### Work task
Repeat the entries exactly as they are written.
:::::
PR #3763, opened 2022-06-29
Regenerate clients with aws-models sensitive updates

gosar:
Just a draft PR to show the impact of changing a few models in aws-models - https://github.com/aws/aws-models/pull/791 for upcoming Smithy release. Not intended to be committed.

I just copied the aws-models into aws-sdk-js-v3/codegen/sdk-codegen/aws-models as-is (as I couldn't get the `yarn copy-models` to work). Use 'hide whitespaces' in the diff to see the real diff. There are a few unrelated diffs because of some formatting though. This PR shows the updated models and the output of `yarn generate-clients && yarn test:protocols`.

Analysis of the diffs (please review):
* protocol test diffs are because of our set->unique items change and other new protocol tests added
* kafkaconnect/Aws_restJson1 are changes because a shape name has changed, but for map or string. causing only non-exported serde methods to change
* mwaa/models.ts updated some filterSensitiveLog methods, because some shapes are now sensitive, but weren’t before.

---


gosar:
https://github.com/aws/aws-models/pull/791 is merged. closing this one.

PR #3793, opened 2022-07-11
chore(clients): replace triple-equals undefined+null check with double-equals

trivikr:
### Issue
N/A

### Description
Replaces triple-equals undefined+null check with double-equals for null

From [MDN](https://developer.mozilla.org/en-US/docs/Web/JavaScript/Equality_comparisons_and_sameness):
> `undefined` and `null` are loosely equal; that is, `undefined == null` is true, and `null == undefined` is true.

We already use loose equality between null and undefined in https://github.com/aws/aws-sdk-js-v3/blob/ef017be91b1dc02446915806aa71cbcc37d82d78/packages/signature-v4/src/getPayloadHash.ts#L20-L22

### Testing
CI

The client size is reduced by `0.65%`

<details>
<summary>Before</summary>

```console
$ client-s3> du -s dist-* 
1228    dist-cjs
1340    dist-es
1736    dist-types
```

</details>

<details>
<summary>After</summary>

```console
$ client-s3> du -s dist-*
1220    dist-cjs
1332    dist-es
1736    dist-types
```

</details>

---


AllanZhengYP (approved):
Small change brings a lot improment! ⛴

kuhe:
Should be able to use `!= null` instead of `undefined` to save a few letters.

kuhe (approved):

Issue #3872, opened 2022-08-22
Construct Upload object with controlled AbortController


addy:
### Describe the feature

Today the lib-storage `Upload` object constructs an `AbortController` as a private member variable [here](https://github.com/aws/aws-sdk-js-v3/blob/22ede5ab4ca856cbf8ab17a8e48c5f417b6dd291/lib/lib-storage/src/Upload.ts#L80).

This only seems to be accessible by the `Upload.abort()` function [here](https://github.com/aws/aws-sdk-js-v3/blob/22ede5ab4ca856cbf8ab17a8e48c5f417b6dd291/lib/lib-storage/src/Upload.ts#L83-L89).

I'm interested in hearing thoughts on allowing an external `AbortController` to be passed through the `Options` interface.

### Use Case

In my specific case, I've wrapped a subset of S3 functionality in my own service that handles the construction and execution of an `Upload` object. In this way, the caller only has to worry about initiating the upload call and waiting for its success or failure.

In a multipart file upload scenario that is purely streamed (no buffered memory overhead), a good way to use the above wrapper is to push each upload Promise to an array and await all of them once the multipart stream is finished. If, however, there is an issue uploading one of the multiple files in the stream to S3, there's not exactly a clean way of cancelling other files in flight and rolling back. This is because the `abort()` function is tied to a purely internal `AbortController` and `AbortSignal`.

### Proposed Solution

If I had more control over the `Upload` object (i.e. passing my own `AbortController` to the wrapper service) then this approach would feel simpler/cleaner.

### Acknowledgements

- [X] I may be able to implement this feature request
- [ ] This feature might incur a breaking change

### SDK version used

3.142.0

### Environment details (OS name and version, etc.)

macOS Monterey 12.5.1

ajredniwja:
Hey @addy thanks for opening the the feature request, the team would access the priority of it, you are welcome to open a PR and implement it if its not a breaking change. Keeping the thread open for more discussion.

addy:
> you are welcome to open a PR and implement it if its not a breaking change.

I'd be more than happy to submit a PR, I don't think it should be a very large change.

PR #3873, opened 2022-08-22
feat(upload-abort-controller): add optional abortController param for Upload

addy:
### Issue
#3872

### Description
This optionally exposes the abortController on the `Upload` object.

### Testing
Wrote new test in Jest

### Additional context
_N/A_

---

### DIFF
--- a/lib/lib-storage/src/types.ts
+++ b/lib/lib-storage/src/types.ts
@@ -1,4 +1,5 @@
 import { PutObjectCommandInput, S3Client, Tag } from "@aws-sdk/client-s3";
+import { AbortController } from "@aws-sdk/abort-controller";
 
 export interface Progress {
   loaded?: number;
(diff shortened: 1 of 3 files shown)


lib/lib-storage/src/types.ts
```diff
@@ -1,4 +1,5 @@
 import { PutObjectCommandInput, S3Client, Tag } from "@aws-sdk/client-s3";
+import { AbortController } from "@aws-sdk/abort-controller";
```
kuhe, line 2: add this as a devDep in package.json?

addy: It's actually already there:

https://github.com/aws/aws-sdk-js-v3/blob/1098e30464355ffcd1a02166f0d748e646953eb8/lib/lib-storage/package.json#L37

kuhe:
this is limited enough in scope to not require a rebase for status checks

kuhe (approved):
:::::
### Task response
PR #3763, opened 2022-06-29
Regenerate clients with aws-models sensitive updates

gosar:
Just a draft PR to show the impact of changing a few models in aws-models - https://github.com/aws/aws-models/pull/791 for upcoming Smithy release. Not intended to be committed.

I just copied the aws-models into aws-sdk-js-v3/codegen/sdk-codegen/aws-models as-is (as I couldn't get the `yarn copy-models` to work). Use 'hide whitespaces' in the diff to see the real diff. There are a few unrelated diffs because of some formatting though. This PR shows the updated models and the output of `yarn generate-clients && yarn test:protocols`.

Analysis of the diffs (please review):
* protocol test diffs are because of our set->unique items change and other new protocol tests added
* kafkaconnect/Aws_restJson1 are changes because a shape name has changed, but for map or string. causing only non-exported serde methods to change
* mwaa/models.ts updated some filterSensitiveLog methods, because some shapes are now sensitive, but weren’t before.

---


gosar:
https://github.com/aws/aws-models/pull/791 is merged. closing this one.

PR #3793, opened 2022-07-11
chore(clients): replace triple-equals undefined+null check with double-equals

trivikr:
### Issue
N/A

### Description
Replaces triple-equals undefined+null check with double-equals for null

From [MDN](https://developer.mozilla.org/en-US/docs/Web/JavaScript/Equality_comparisons_and_sameness):
> `undefined` and `null` are loosely equal; that is, `undefined == null` is true, and `null == undefined` is true.

We already use loose equality between null and undefined in https://github.com/aws/aws-sdk-js-v3/blob/ef017be91b1dc02446915806aa71cbcc37d82d78/packages/signature-v4/src/getPayloadHash.ts#L20-L22

### Testing
CI

The client size is reduced by `0.65%`

<details>
<summary>Before</summary>

```console
$ client-s3> du -s dist-* 
1228    dist-cjs
1340    dist-es
1736    dist-types
```

</details>

<details>
<summary>After</summary>

```console
$ client-s3> du -s dist-*
1220    dist-cjs
1332    dist-es
1736    dist-types
```

</details>

---


AllanZhengYP (approved):
Small change brings a lot improment! ⛴

kuhe:
Should be able to use `!= null` instead of `undefined` to save a few letters.

kuhe (approved):

Issue #3872, opened 2022-08-22
Construct Upload object with controlled AbortController


addy:
### Describe the feature

Today the lib-storage `Upload` object constructs an `AbortController` as a private member variable [here](https://github.com/aws/aws-sdk-js-v3/blob/22ede5ab4ca856cbf8ab17a8e48c5f417b6dd291/lib/lib-storage/src/Upload.ts#L80).

This only seems to be accessible by the `Upload.abort()` function [here](https://github.com/aws/aws-sdk-js-v3/blob/22ede5ab4ca856cbf8ab17a8e48c5f417b6dd291/lib/lib-storage/src/Upload.ts#L83-L89).

I'm interested in hearing thoughts on allowing an external `AbortController` to be passed through the `Options` interface.

### Use Case

In my specific case, I've wrapped a subset of S3 functionality in my own service that handles the construction and execution of an `Upload` object. In this way, the caller only has to worry about initiating the upload call and waiting for its success or failure.

In a multipart file upload scenario that is purely streamed (no buffered memory overhead), a good way to use the above wrapper is to push each upload Promise to an array and await all of them once the multipart stream is finished. If, however, there is an issue uploading one of the multiple files in the stream to S3, there's not exactly a clean way of cancelling other files in flight and rolling back. This is because the `abort()` function is tied to a purely internal `AbortController` and `AbortSignal`.

### Proposed Solution

If I had more control over the `Upload` object (i.e. passing my own `AbortController` to the wrapper service) then this approach would feel simpler/cleaner.

### Acknowledgements

- [X] I may be able to implement this feature request
- [ ] This feature might incur a breaking change

### SDK version used

3.142.0

### Environment details (OS name and version, etc.)

macOS Monterey 12.5.1

ajredniwja:
Hey @addy thanks for opening the the feature request, the team would access the priority of it, you are welcome to open a PR and implement it if its not a breaking change. Keeping the thread open for more discussion.

addy:
> you are welcome to open a PR and implement it if its not a breaking change.

I'd be more than happy to submit a PR, I don't think it should be a very large change.

PR #3873, opened 2022-08-22
feat(upload-abort-controller): add optional abortController param for Upload

addy:
### Issue
#3872

### Description
This optionally exposes the abortController on the `Upload` object.

### Testing
Wrote new test in Jest

### Additional context
_N/A_

---

### DIFF
--- a/lib/lib-storage/src/types.ts
+++ b/lib/lib-storage/src/types.ts
@@ -1,4 +1,5 @@
 import { PutObjectCommandInput, S3Client, Tag } from "@aws-sdk/client-s3";
+import { AbortController } from "@aws-sdk/abort-controller";
 
 export interface Progress {
   loaded?: number;
(diff shortened: 1 of 3 files shown)


lib/lib-storage/src/types.ts
```diff
@@ -1,4 +1,5 @@
 import { PutObjectCommandInput, S3Client, Tag } from "@aws-sdk/client-s3";
+import { AbortController } from "@aws-sdk/abort-controller";
```
kuhe, line 2: add this as a devDep in package.json?

addy: It's actually already there:

https://github.com/aws/aws-sdk-js-v3/blob/1098e30464355ffcd1a02166f0d748e646953eb8/lib/lib-storage/package.json#L37

kuhe:
this is limited enough in scope to not require a rebase for status checks

kuhe (approved):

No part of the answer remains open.